Work to complete
Select from the records below every line that has the word "release" in it.

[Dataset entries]
§

PR #87, opened 2017-12-21
[AC-5111] - Add SSO Token Generation, Verification and Refresh to impact-api

yotammanor:
**Changes Introduced in [AC-5111](https://masschallenge.atlassian.net/browse/AC-5111):**

- add drf-jwt as dependency
- register urls for the following views:
  - obtain a jwt
  - verify a jwt
  - refresh a jwt
- configure drf-jwt in settings:
  - reasonable expiration deltas
  - a secret key (the production one is a secret travis env var.
  - work with JWTs in cookies.
- cleanup impact.urls.py (for clarity of urls.py chosen structure).

**Test:**
- make build;make dev;make load-remote-db;make grant-permissions (with v1_clients);
- update to the following [Postman Collection](https://www.getpostman.com/collections/0a95773f88df764b15ee)
- open a sample V1 call in postman, e.g. "v1 Industry list get" . Try to access it as is, get a 403.
- open sso/obtain-token request.
 - send incorrect username and password. see a 400 error
 -  send it with the correct username and password. see a 200 status, and the token
   - see that now there's a cookie added to "Cookies", with the same token.
- now reopen "v1 Industry list get":
  - send it. it should still fail (401), because you're also sending a (bad) token from our existing mechanism.
  - Go to the request "Headers" section. uncheck "Authorization". resend the request. It now succeeds.
- now create an application, and set the client_id in the "oauth token" request, and send the request (the old mechanism).
  - reselect the checkbox for Authorization in "v1 Industry list get", and send the request. it is successful. unselect, send, still successfull (the new and old mechanisms are compatible).

- in settings.py, change the value of JWT_EXPIRATION_DELTA to be very short (a few seconds). get a new token. wait that timedelta. try to use it. see that it fails (401). try to use this token in the "verify" call. see a 400 error.
- create a new token. before time is up, refresh it. see that it succeeds, and you can use it beyond the time you set - but no more than the time specified JWT_REFRESH_EXPIRATION_DELTA (set it to be short as well. Try to refresh after that time has passed. fails).

- review urlpatterns naming choices, and suggest improvements if there are any.
- review and groom https://masschallenge.atlassian.net/browse/AC-5110 and https://masschallenge.atlassian.net/browse/AC-5109 (in that order)


web/impact/impact/v1/urls.py
```diff
@@ -0,0 +1,83 @@
+from django.conf.urls import url
```
mc-nathan, line 1: +1 I like having these in separate files.

mc-nathan (approved):
Functionality looks good, Travis is happy, CodeClimate is happy, code looks good.  Approved.

web/impact/impact/settings.py
```diff
@@ -199,6 +200,18 @@ class Base(Configuration):
         'simpleuser.email_model_backend.EmailModelBackend',
         'django.contrib.auth.backends.ModelBackend',
     )
+    JWT_AUTH = {
+        'JWT_ALLOW_REFRESH': True,
+        'JWT_EXPIRATION_DELTA': datetime.timedelta(days=7),
```
shanbady, line 205: wondering if this window is too long as a default. I was thinking a few hours seems more reasonable.

web/impact/impact/urls.py
```diff
@@ -8,156 +8,50 @@
...
     if model._meta.app_label == 'impact' and not model._meta.auto_created:
         schema_router.register(model, url=model_name_to_snake(model.__name__))
 
 for model in apps.get_models('accelerator'):
-    if (
-        model._meta.app_label == 'accelerator'
-        and hasattr(model, "Meta")
-        and not model._meta.auto_created
-    ):
+    if model_is_not_auto_created(model, app_label='accelerator'):
```
shanbady, line 36: +1 for this

shanbady (approved):
giving this an approve with a non-blocking comment about defaults.

web/impact/impact/settings.py
mc-nathan: The reason we settled on this value is that I believe it will effect how long users remain logged into accelerate.  Currently I don't believe there is a time limit on that so we decided we wanted to make it as long as is reasonable.  A week between logins seems reasonable to me given what we have don't historically.  A few hours seems too short to me.

PR #90, opened 2018-01-03
[AC-5211] - Production Ready Impact-api Cluster - Register Correctly on Newrelic

yotammanor:
**Changes Introduced:**

- Added a separate environment name for the "temp" cluster.

**Test:**
- Has no effect at the moment (will have only after merge with master).
  - post-merge, I'll create a release, and then reconfigure the "temp" cluster to use this new environment. After that, New Relic should have this new Environment available and collecting data from temp.api.masschallenge.org

### DIFF
--- a/web/impact/newrelic.ini
+++ b/web/impact/newrelic.ini
@@ -210,7 +210,7 @@ app_name = MC Impact API Production
 monitor_mode = true
 
 [newrelic:temp]
-app_name = MC Impact API Temp (Production DB)
+app_name = MC Impact API Temp
 monitor_mode = true
 
 # ---------------------------------------------------------------------------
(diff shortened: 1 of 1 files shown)


web/impact/newrelic.ini
```diff
@@ -209,4 +209,8 @@ monitor_mode = true
 app_name = MC Impact API Production
 monitor_mode = true
 
+[newrelic:temp]
+app_name = MC Impact API Temp (Production DB)
```
pbx: This is utter bikeshedding (i.e. non-blocking), but I'd rather see it called just "MC Impact API Temp". I can't think of how that parenthetical will be useful, but I *can* imagine it being confusing if the `temp` host sticks around longer than this ticket's project.

pbx (approved):

web/impact/newrelic.ini
yotammanor: done

PR #91, opened 2018-01-11
[AC-5038-impact] Configure impact-api to manage models, add initial migration

jonkiparsky:
See AC-5038-mcproject for review information


yotammanor (commented):
Blocking comment here, some more below

web/impact/requirements/base.txt
```diff
@@ -36,7 +36,7 @@ djangorestframework
 djangorestframework-jwt
 drf-schema-adapter
 drf-tracking
-git+https://github.com/masschallenge/django-accelerator.git@2017.11.09#egg=django-accelerator
+git+https://github.com/masschallenge/django-accelerator.git@AC-5038-njw#egg=django-accelerator
```
yotammanor: Obviously this needs to change before we approve.

web/impact/impact/models/utils.py
```diff
@@ -8,7 +8,7 @@
 
 
 def is_managed(db_table):
-    return False
+    return True
```
yotammanor: I don't like the fact that the boolean flag is configured in settings.py in one project and is set literally in the other.

yotammanor (changes requested):
Functional review is in the mcproject branch.

Some comments:
- We should probably set codeclimate to ignore migrations somehow. I'm ok with ignoring it manually for the moment.
- We should rename `0002_auto...` to a more meaningful name.

jonkiparsky:
re: migration names, clearly we're going to have to improve `make migrations` to take the option set that `./manage.py makemigrations` allows

yotammanor:
@jonkiparsky my suggestion is that we should just have a `make manage` that allows for an arbitrary manage.py command, with its args and kwargs as needed. Here: https://masschallenge.atlassian.net/browse/AC-4598?focusedCommentId=37873&page=com.atlassian.jira.plugin.system.issuetabpanels:comment-tabpanel#comment-37873

yotammanor:
@jonkiparsky @mc-nathan closing this PR, and renaming AC-5038-impact to `modular-models-epic`

PR #94, opened 2018-01-24
[AC-5296] ripping out logging

shanbady:
in the interest of expediency (and because we may re-introduce the logging at some point) i've simply tugged out the mixin from all the views to disable logging to the database. we should get this out as soon as we possible (we will run out of disk space soon on the db prod api is pointed at)


yotammanor (approved):
Nice. MAW.

jonkiparsky (approved):
Looks fine.

PR #99, opened 2018-01-30
[AC-5266] Impact API should read from a read replica in production.

shanbady:
The changes in this branch allow and environment to specify a 'READ_REPLICA_DATABASE_URL' as an environment variable which enables the 'read-from-replica' feature (leveraging the [django-multidb-router](https://github.com/jbalogh/django-multidb-router) library. 

To try this out locally you can specify a replica database in the .dev.env file as such ```READ_REPLICA_DATABASE_URL=mysql://root:root@mysql/mc_dev_replica``` and the re-run ```make clean``` and ```make dev```. 

I currently have this branch deployed and reading from the salesforce testing database master and replica here so folks can poke at a working setup (and to make this review a bit easier): http://174.129.53.100/


web/impact/impact/routers.py
```diff
@@ -18,3 +24,31 @@ def allow_migrate(self, db, app_label, model_name=None, **hints):
...
+            model_name,
+            **hints)
+
+        if app_label in [
+                'auth',
+                'admin',
+                'sessions',
+                'simpleuser',
+                'sites',
+                'contenttypes']:
```
yotammanor, line 52: I'd prefer to see this if statement dried out. But since we're removing it soon (@jonkiparsky correct me if I'm wrong about this assumption), not blocking.

yotammanor (changes requested):
The code looks reasonable, barring for one non-blocking comment.

Functionally, I went through all of our ECS clusters and couldn't find on that has a task definition with a JSON that defines a `READ_REPLICA_DATABASE_URL`. 

Likewise, I wasn't able to create a local environment that has two databases, it is not as simple as adding the URL in .dev.env, because it seems that the `mysql` image does not support by multiple DBs out of the box - we'd need to customize the container with our own startup script, or add two containers based on the same image (with port mapping etc.).
I'm not sure it's important that we have a multi-db dev env "right away", but we should make a conscious decision about how we want to continue with this (especially re configuration of automatic deployment, but also re local testing of this behaviour. Then either do something about it, or create follow on ticket(s).

shanbady:
@yotammanor the "test" cluster has it set in the task definition: https://console.aws.amazon.com/ecs/home?region=us-east-1#/taskDefinitions/ecscompose-impact-api/1049

shanbady:
In regards to testing this locally - what i did to 'simulate' a read-replica setup was basically create a duplicate database within the same running mysql instance that had a copy of the mc_dev database. I then simply set the read-replica environment variable in .dev.env to point to this database ```READ_REPLICA_DATABASE_URL=mysql://root:root@mysql/mc_dev_replica``` - it exercises the functionality needed which is essentially - reads go to one database - writes go to another. in production of course this would be an actual read-replica.

mc-nathan (changes requested):
I was not able to get to the point of being able to demonstrate that the system was successfully accessing data from another database.

There needs to be a clear way to setup a replica on a local system for testing.

The approach I took was to create a copy of the mc_dev database in the same MySQL container named mc_dev_replica.  I then pointed it at this second database as the read replica.  This allowed me to bring up the app, but when I tried to log in it failed with an authentication error.  If switch READ_REPLICA_DATABASE_URL to point to mc_dev, then everything works fine.

http://174.129.53.100/ seems to work, but I can't figure out anyway to verify that the read replica is actually being used.

web/impact/impact/routers.py
yotammanor: Just for protocol - 
This list appears in: https://github.com/masschallenge/impact-api/pull/99/files#diff-4fbc2fef212daea86092e335e9888262R18

and in: https://github.com/masschallenge/impact-api/pull/99/files#diff-4fbc2fef212daea86092e335e9888262R46

shanbady:
@mc-nathan @yotammanor 
I now have a locally testable replica setup. I created this in a separate branch off of this one that includes those changes.

in the ```AC-5266-with-read-replica``` branch, docker-compose brings up 2 separate mysql containers - one which acts as the primary and referred to in .dev.env by DATABASE_URL (https://github.com/masschallenge/impact-api/blob/AC-5266-with-read-replica/.dev.env#L5) and also a slave which is referred to by the READ_REPLICA_DATABASE_URL environment variable (https://github.com/masschallenge/impact-api/blob/AC-5266-with-read-replica/.dev.env#L8). 

**To test this:**

1. checkout the branch  AC-5266-with-read-replica
2. run ```make clean```
3. run ```make build```
4. run ```make dev```
5. run ```make load-db GZ_FILE=db_cache/initial_schema.sql.gz```
6. open up a separate terminal instance and tail the replica mysql instance's log ```tail -f replica.out```

7. login to impact and observe the read activity in the replica logs. it should look like this:
```
2018-02-05T16:13:54.079490Z	    5 Connect	root@impactapi_web_1.impactapi_default on mc_dev using TCP/IP
2018-02-05T16:13:54.081276Z	    5 Query	SET NAMES utf8
2018-02-05T16:13:54.082607Z	    5 Query	set autocommit=0
2018-02-05T16:13:54.084190Z	    5 Query	set autocommit=1
2018-02-05T16:13:54.087197Z	    5 Query	SELECT @@SQL_AUTO_IS_NULL
2018-02-05T16:13:54.938016Z	    5 Query	SELECT VERSION()
2018-02-05T16:13:54.944034Z	    5 Quit	
2018-02-05T16:13:54.945557Z	    6 Connect	root@impactapi_web_1.impactapi_default on mc_dev using TCP/IP
2018-02-05T16:13:54.946297Z	    6 Query	SET NAMES utf8
2018-02-05T16:13:54.946995Z	    6 Query	set autocommit=0
2018-02-05T16:13:54.947660Z	    6 Query	set autocommit=1
2018-02-05T16:13:54.948421Z	    6 Query	SELECT `auth_user`.`id`, `auth_user`.`password`, `auth_user`.`last_login`, `auth_user`.`is_superuser`, `auth_user`.`username`, `auth_user`.`first_name`, `auth_user`.`last_name`, `auth_user`.`email`, `auth_user`.`is_staff`, `auth_user`.`is_active`, `auth_user`.`date_joined` FROM `auth_user` WHERE `auth_user`.`email` = 'root'
2018-02-05T16:13:54.963126Z	    6 Query	SELECT `auth_user`.`id`, `auth_user`.`password`, `auth_user`.`last_login`, `auth_user`.`is_superuser`, `auth_user`.`username`, `auth_user`.`first_name`, `auth_user`.`last_name`, `auth_user`.`email`, `auth_user`.`is_staff`, `auth_user`.`is_active`, `auth_user`.`date_joined` FROM `auth_user` WHERE `auth_user`.`username` = 'root'
2018-02-05T16:13:55.036689Z	    6 Query	SELECT `django_site`.`id`, `django_site`.`domain`, `django_site`.`name` FROM `django_site` WHERE `django_site`.`id` = 1
2018-02-05T16:13:55.229935Z	    6 Quit	
```

yotammanor (approved):

mc-nathan (approved):

mc-nathan:
Worked for me as well.  Merging!

PR #102, opened 2018-02-08
Ac 5266 - hotfix for default (non read-replica) configuration

shanbady:
It turns out the django-multidb-router expects the SLAVE_DATABASES setting to be available as soon as the router is imported. This commit adds this variable with a default value so we dont error out.

to test:

- running make dev on the latest development and trying to login will cause a 500.
- doing the same on this branch does not.


web/impact/impact/settings.py
```diff
@@ -54,6 +54,8 @@ class Base(Configuration):
 
     DATABASE_ROUTERS = ['impact.routers.APIRouter']
 
+    SLAVE_DATABASES = ['default']
```
pbx, line 57: This is the right way to reference the `'default'` database alias, but I don't see how that alias is getting set in the main `DATABASES` configuration above. In the docs for [dj-database-url](https://pypi.python.org/pypi/dj-database-url/#usage) (which [django-configurations' DatabaseURL method](http://django-configurations.readthedocs.io/en/latest/values/#configurations.values.DatabaseURLValue) uses), the alias is assigned explicitly. Is that happening automatically here in some way I'm missing?

pbx (changes requested):

mc-nathan:
Fixes the immediate problem.  I'm curious as well about `['default']` rather than just `[]`, but happy to let @shanbady and @pbx sort that out.  Approving.

mc-nathan (approved):

web/impact/impact/settings.py
shanbady: this value is being set just to make the library happy when imported locally (in fact in reality we could omit a value here altogether). the django database url deserializes to set the database 'default' by default as well.

shanbady: also we are guarenteed to have a 'default' database since its required as per the django docs: https://docs.djangoproject.com/en/2.0/ref/settings/#std:setting-DATABASES
```The DATABASES setting must configure a default database;```

pbx: After discussing with Shankar i'm satisfied that  django-configurations' DatabaseURL method returns a full configuration dict, complete with a `default` entry. Approving.

pbx (approved):

PR #111, opened 2018-03-07
[AC-4598] New build environment

mc-nathan:
Work done:
- Complete revision of the Makefile and associated targets.
- All regular developer workflows up to release/deploy should be supported by make targets.

To test:
- Checkout AC-4598 branch for impact-api and django-accelerator repos in sibling directories
- Run `make help` to understand what the targets are and should do
- Run `make build` before you try any of the other targets.
- Run `make test` to make sure everything is working.
- Review all the other targets.


yotammanor (commented):
- *make delete-vms:* did not finish when it was done, just stayed stuck until I ^C it.

- *make run-server*: how do I see the `make dev` output I used to see on startup?

- *make grant-permissions:* I'd like to know what is the suggested alternative, since it is still needed for api local testing w. postman.

- *make load-remote-db:* I'd love it if there were still a way to enforce getting a new DB from the remote location in one lines instead of two. I also still think getting the remote should be the default behavior, although I see the costs of course.

mc-nathan:
`make delete-vms` - Not able to reproduce.  Worked fine for me.
`make run-server` - Setting debug=0 does this.  Added this to the help.
`make grant-permissions` - You should be able to do it directly from the accelerate admin interface.  If there are specific accounts we think should have these permissions all the time, then we should either change them on production or in the database cleaning process.
`make load-remote-db` - Added.

Makefile
```diff
@@ -103,130 +168,219 @@ setup:
...
+
+upload-db:
+	@if [ `wc -c < $(gz_file)` \> $(MAX_UPLOAD_SIZE) ]; \
+	then \
+	  echo Dump file exceeds $(MAX_UPLOAD_SIZE) bytes.; \
+	  echo This may indicate that this dump contains sensitive data; \
+	  false; \
+	fi
+	@echo Uploading $(gz_file) as $(s3_key)...
+	@aws s3api put-object --acl public-read --bucket public-clean-saved-db-states --key $(s3_key) --body $(gz_file)
```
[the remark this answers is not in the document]
yotammanor: Also, I want to suggest that we use the high-level api instead:
```
	aws s3 cp $(gz_file) s3://public-clean-saved-db-states/$(s3_key) --acl public-read
```
This command does exactly the same, but has a nice progress update included (and I assume a better error handling as well, although I haven't tried).

Makefile
```diff
@@ -1,95 +1,160 @@
...
+  test \
+  coverage \
+  coverage-html \
+  code-check \
+  \
+  update-schema \
+  data-migration \
+  migrations \
+  migrate \
+  models \
```
yotammanor: can't find a target with this name.. remove?

Makefile
```diff
@@ -1,95 +1,160 @@
...
+  stop-all-servers \
+  shutdown-all-vms \
+  delete-all-vms \
+  build-all \
+  \
+  bash-shell \
+  db-shell \
+  django-shell \
+  \
+  load-db \
```
yotammanor, line 32: thanks for adding back `load-remote-db`. If possible, it's better to add it to this list, as well :)

Makefile
```diff
@@ -1,95 +1,160 @@
...
+  dump-db \
+  upload-db \
+  clean-db-cache \
+  \
+  release-list \
+  release \
+  deploy \
+  \
+  update-packages \
```
yotammanor: can't find a target with this name.. remove? add a not-implemented yet msg?

web/impact/requirements/mc.txt
```diff
@@ -0,0 +1 @@
+git+https://github.com/masschallenge/django-accelerator.git@AC-4598#egg=django-accelerator
```
yotammanor, line 1: We're going to trip over the fact that we need to set the @branch in two different places. Maybe there's a way to set it once?

web/impact/requirements/travis.txt
```diff
@@ -0,0 +1,6 @@
+# MIT License
+# Copyright (c) 2017 MassChallenge, Inc.
+
+-r test.txt
+
+git+https://github.com/masschallenge/django-accelerator.git@AC-4598#egg=django-accelerator
```
yotammanor, line 6: sorry, three times.

travis.docker-compose.yml
```diff
@@ -0,0 +1,70 @@
+version: '2'
```
yotammanor, line 1: There's a lot of duplication between our different docker-compose files, which can probably be dried out by relying on https://docs.docker.com/compose/extends/

Follow on is good for the moment.

web/travis.Dockerfile
```diff
@@ -0,0 +1,42 @@
+FROM python:3.6
```
yotammanor, line 1: we can probably dry the dockerfile as well.

yotammanor (changes requested):
Got now to try all of the targets. Most are working great and looking great. A few comments though.

web/impact/requirements/mc.txt
mc-nathan: This is a deploy issue that is supposed to be resolved by Shankar's ticket.  Won't fix.

web/impact/requirements/travis.txt
mc-nathan: Again.

travis.docker-compose.yml
yotammanor: https://masschallenge.atlassian.net/browse/AC-5407

web/travis.Dockerfile
yotammanor: https://masschallenge.atlassian.net/browse/AC-5408

Makefile
```diff
@@ -191,16 +189,16 @@ coverage-report: diff_grep:=$(shell echo $(diff_sed) | tr ' ' '\n' | grep \.py |
 coverage-report:
 	@docker-compose run --rm web coverage report -i --skip-covered $(diff_grep) | grep -v "NoSource:"
 
-coverage-html:
+coverage-html-report:
 	@docker-compose run --rm web coverage html --omit="*/tests/*"
 
-coverage-html-open: coverage-html
+coverage-html: coverage
```
yotammanor: Not sure this is a correct dependency. I might want just to open it, without running it again

yotammanor (approved):
One small non-blocking comment. MAW.

Makefile
mc-nathan: Sounds like you are proposing a different target that just opens the latest coverage report.  I still think we want one that runs the coverage and then opens the result (if you like that kind of thing).  We could do that I suppose.  Personally when I want to do that I just go to File => Open in the browser.  The only reason I implemented "coverage-html" is that Shankar did it on impact.  Personally I'm fine with just opening it from the browser.

yotammanor: I guess I am too. Doesn't matter much.

knittingarch:
Whoops!  Got confused about where to put all my feedback.  Will check the `make coverage-html` target once this branch is testable again.

knittingarch (approved):
`make coverage-html` now works!  Everything else looks good!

§

Problem solution
  - post-merge, I'll create a release, and then reconfigure the "temp" cluster to use this new environment. After that, New Relic should have this new Environment available and collecting data from temp.api.masschallenge.org
- All regular developer workflows up to release/deploy should be supported by make targets.
+  release-list \
+  release \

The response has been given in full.